Fuel choice, efficiency and regulation now have to be assessed together at concept stage, notes vessel designer Deltamarin
Finnish vessel design and naval architecture house, Deltamarin, notes that shipowners are making earlier design decisions on fuel flexibility, energy-saving devices and long-term compliance, as decarbonisation rules tighten and fuel pathways remain uncertain.
Deltamarin managing director Esa Jokioinen said the company has seen a sharp change in client preferences since 2020 and that “90% of our clients are waiting alternative green fuels, and only 10% are going for only conventional fuel.”
He also said that, of 85 vessels under construction to Deltamarin designs, only seven had selected conventional fuel, while LNG and methanol were the main alternative fuel choices, and four ammonia dual-fuel ships are also under construction.

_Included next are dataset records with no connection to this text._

PR #983, opened 2025-10-01
Adds repository_version to the Python Distribution API.

dkliban:
This allows serving a specific repository version.


pedro-psb:
The `test_pull_through_with_repo` is failing on nightly too, probably unrelated.

gerrod3:
@dkliban I finally fixed the CI issue (it was multiple things biting us a once), but rebase and we should be good.

Issue #1012, opened 2025-11-12
Add vulnerability reports to python plugin


git-hyagi:
**Is your feature request related to a problem? Please describe.**
Support for the vulnerability reports along with documentation was added to the pulpcore in https://github.com/pulp/pulpcore/pull/6774 and the python plugin should build on it.

ref: https://issues.redhat.com/browse/PULP-823

PR #1013, opened 2025-11-12
Implements the vulnerability report

git-hyagi:
closes: #1012


pulp_python/app/viewsets.py
```diff
@@ -624,3 +651,27 @@ def create(self, request):
...
+
+
+def _build_osv_data(name, ecosystem, version=None):
+    """
+    Build an OSV data structure for vulnerability queries.
+    """
+    osv_data = {"package": {"name": name, "ecosystem": ecosystem}}
+    if version:
+        osv_data["version"] = version
+    return osv_data
```
gerrod3: Let's move this into a separate file under the `tasks/` directory.

pulp_python/app/viewsets.py
```diff
@@ -624,3 +651,27 @@ def create(self, request):
...
         )
         return core_viewsets.OperationPostponedResponse(result, request)
+
+
+async def get_repo_version_content(repo_version_pk: str):
+    """
+    Retrieve Python package content from a repository version for vulnerability scanning.
+    """
+    repo_version = await sync_to_async(RepositoryVersion.objects.get)(pk=repo_version_pk)
+    content_units = python_models.PythonPackageContent.objects.filter(pk__in=repo_version.content)
```
gerrod3:
```suggestion
    repo_version = await RepositoryVersion.objects.aget(pk=repo_version_pk)
    content_units = python_models.PythonPackageContent.objects.filter(pk__in=repo_version.content).values("name", "version")
```

git-hyagi: For the 
```
content_units = python_models.PythonPackageContent.objects.filter(pk__in=repo_version.content).values("name", "version")
```
I think this will not work because we also need the `content` objects found:
https://github.com/pulp/pulp_python/pull/1013/files#diff-38cc3b67ebd1f8ea44002fc7897552b1674435d85771f6ab27a0c86e383d00aeR666
https://github.com/pulp/pulpcore/blob/d9651981e20ac5b2dc1997f181204924f5c36cce/pulpcore/app/tasks/vulnerability_report.py#L133-L134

Deltamarin head of research and development, Mia Elg, said designers now have to consider fuel choice, operational profile, machinery interaction and future regulation together, rather than optimise around a single design speed or one machinery concept.
“Everything is connected in a ship’s energy system,” she said, adding that it is no longer enough to assess performance over a typical week or year because compliance exposure now stretches “decades ahead”.

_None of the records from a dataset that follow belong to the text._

PR #1031, opened 2025-11-21
[PULP-946] Implement PEP 658

### LINKED ISSUE #1047: Implement PEP 658 – Serve Distribution Metadata in the Simple Repository API
[PEP 658](https://peps.python.org/pep-0658/)

> This PEP proposes adding an anchor tag to expose the METADATA file from distributions in the [PEP 503](https://peps.python.org/pep-0503/) “simple” repository API. A data-dist-info-metadata attribute is introduced to indicate that the file from a given distribution can be independently fetched.

jobselko:
closes #1047

### DIFF
--- a/pulp_python/app/migrations/0019_create_missing_metadata_artifacts.py
+++ b/pulp_python/app/migrations/0019_create_missing_metadata_artifacts.py
@@ -1,0 +1,201 @@
+# Generated manually on 2025-12-15 14:00 for creating missing metadata artifacts
+
+from django.db import migrations
+
+BATCH_SIZE = 1000
+
+
+def pulp_hashlib_new(name, *args, **kwargs):
+    """
+    Copied and updated (to comply with migrations) from pulpcore.
+    """
+    import hashlib as the_real_hashlib
+    from django.conf import settings
+
+    if name not in settings.ALLOWED_CONTENT_CHECKSUMS:
+        return None
+
+    return the_real_hashlib.new(name, *args, **kwargs)
+
+
+def init_and_validate(file, artifact_model, expected_digests):
+    """
+    Copied and updated (to comply with migrations) from pulpcore.
+    """
+    from django.conf import settings
+
+    digest_fields = []
+    for alg in ("sha512", "sha384", "sha256", "sha224", "sha1", "md5"):
+        if alg in settings.ALLOWED_CONTENT_CHECKSUMS:
+            digest_fields.append(alg)
+
+    if isinstance(file, str):
+        with open(file, "rb") as f:
+            hashers = {
+                n: hasher for n in digest_fields if (hasher := pulp_hashlib_new(n)) is not None
+            }
+            if not hashers:
+                return None
+
+            size = 0
+            while True:
+                chunk = f.read(1048576)  # 1 megabyte
+                if not chunk:
+                    break
+                for algorithm in hashers.values():
+                    algorithm.update(chunk)
+                size = size + len(chunk)
+    else:
+        size = file.size
+        hashers = file.hashers
+
+    mismatched_sha256 = None
+    for algorithm, expected_digest in expected_digests.items():
+        if algorithm not in hashers:
+            return None
+        actual_digest = hashers[algorithm].hexdigest()
+        if expected_digest != actual_digest:
+            # Store the actual value for later fixing if it differs from the package value
+            mismatched_sha256 = actual_digest
+
+    attributes = {"size": size, "file": file}
+    for algorithm in digest_fields:
+        attributes[algorithm] = hashers[algorithm].hexdigest()
+
+    return artifact_model(**attributes), mismatched_sha256
+
+
+def extract_wheel_metadata(filename):
+    """
+    Extract the metadata file content from a wheel file.
+    Return the raw metadata content as bytes or None if metadata cannot be extracted.
+    """
+    import zipfile
+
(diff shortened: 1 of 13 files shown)


pulp_python/app/tasks/sync.py
```diff
@@ -245,11 +249,28 @@ async def create_content(self, pkg):
...
+                        artifact = Artifact(sha256=md_sha256)
+
+                        metadata_artifact = DeclarativeArtifact(
+                            artifact=artifact,
+                            url=url,
+                            relative_path=f"{entry['filename']}.metadata",
+                            remote=self.remote,
+                            deferred_download=self.deferred_download,
+                        )
+                        d_artifacts.append(metadata_artifact)
```
gerrod3: One last thing we need to do is add the metadata_sha256 to the package since the PyPI json api doesn't have the value.

`package.metadata_sha256 = md_sha256`.

pulp_python/tests/functional/api/test_pypi_simple_api.py
```diff
@@ -4,21 +4,83 @@
...
+
+    proper, msgs = ensure_simple(
+        urljoin(distro.base_url, "simple/"),
+        {"shelf-reader": [PYTHON_WHEEL_FILENAME, PYTHON_EGG_FILENAME]},
+        sha_digests=PYTHON_XS_FIXTURE_CHECKSUMS,
+    )
+    assert proper, f"Simple API validation failed: {msgs}"
+
+    html_content = response.text
+    assert f'data-dist-info-metadata="sha256={PYTHON_WHEEL_METADATA_SHA256}' in html_content
```
gerrod3: Maybe we can add this check into ensure_simple. Pass in a new metadata_sha_digests dict that should check if certain links have this field set correctly.

pulp_python/tests/functional/api/test_sync.py
```diff
@@ -336,3 +338,21 @@ def test_sync_provenance(python_repo_with_sync, python_remote_factory, python_co
...
+def test_package_sync_with_metadata(
+    pulp_content_url,
+    python_distribution_factory,
+    python_remote_factory,
+    python_repo_with_sync,
+):
+    """
+    Test that the sync of a Python wheel package creates a metadata artifact.
+    """
+    remote = python_remote_factory(includes=PYTHON_XS_PROJECT_SPECIFIER)
```
gerrod3: We should choose a different package since this test runs in parallel meaning the upload tests will also be creating the same content. All the wheels on the fixtures should have the metadata file available.

pulp_python/app/migrations/0019_create_missing_metadata_artifacts.py
```diff
@@ -0,0 +1,140 @@
...
+            temp_metadata_path = temp_md.name
+            temp_md.write(metadata_content)
+            temp_md.flush()
+
+        metadata_artifact = artifact_model.init_and_validate(temp_metadata_path)
+        try:
+            metadata_artifact.save()
+        except IntegrityError:
+            metadata_artifact = artifact_model.objects.get(
+                sha256=metadata_artifact.sha256, pulp_domain=get_domain()
```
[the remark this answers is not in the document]
jobselko: I removed the part with `artifact_model.objects.get()` because if we do not have a metadata content artifact, we should not have a metadata artifact as well. So I am no longer using domains in the migration.

pulp_python/app/migrations/0019_create_missing_metadata_artifacts.py
```diff
@@ -0,0 +1,188 @@
...
+            metadata_digests = {"sha256": package.metadata_sha256}
+            metadata_artifact = artifact_to_metadata_artifact(
+                filename, main_artifact, metadata_digests, temp_dir, Artifact
+            )
+            if not metadata_artifact:
+                # Failed to build metadata artifact
+                continue
+
+            contentartifact = ContentArtifact(
+                artifact=metadata_artifact,
```
gerrod3: I don't think this will work. The metadata_artifact is just an instance in memory, it doesn't have a pk needed for this foreign key, and I don't believe that bulk_create goes and updates the passed in instances.

pulp_python/app/migrations/0019_create_missing_metadata_artifacts.py
```diff
@@ -0,0 +1,188 @@
...
+    else:
+        size = file.size
+        hashers = file.hashers
+
+    for algorithm, expected_digest in expected_digests.items():
+        if algorithm not in hashers:
+            return None
+        actual_digest = hashers[algorithm].hexdigest()
+        if expected_digest != actual_digest:
+            return None
```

Deltamarin design and project engineer Juuso Reunamo said owners should avoid overcommitting too early, but should still study the implications of later conversion.
He described three levels of readiness – minimal, intermediate and full – and said intermediate readiness is the most common.
He noted that an LNG fuel system costs “around US$6M”, while an LNG system with an ammonia-ready tank adds about US$1M at the newbuild stage.
The retrofit alternative is much higher, with the presentation putting the tank-related addition at about US$10M, rising to as much as US$20M, including extensive steel work.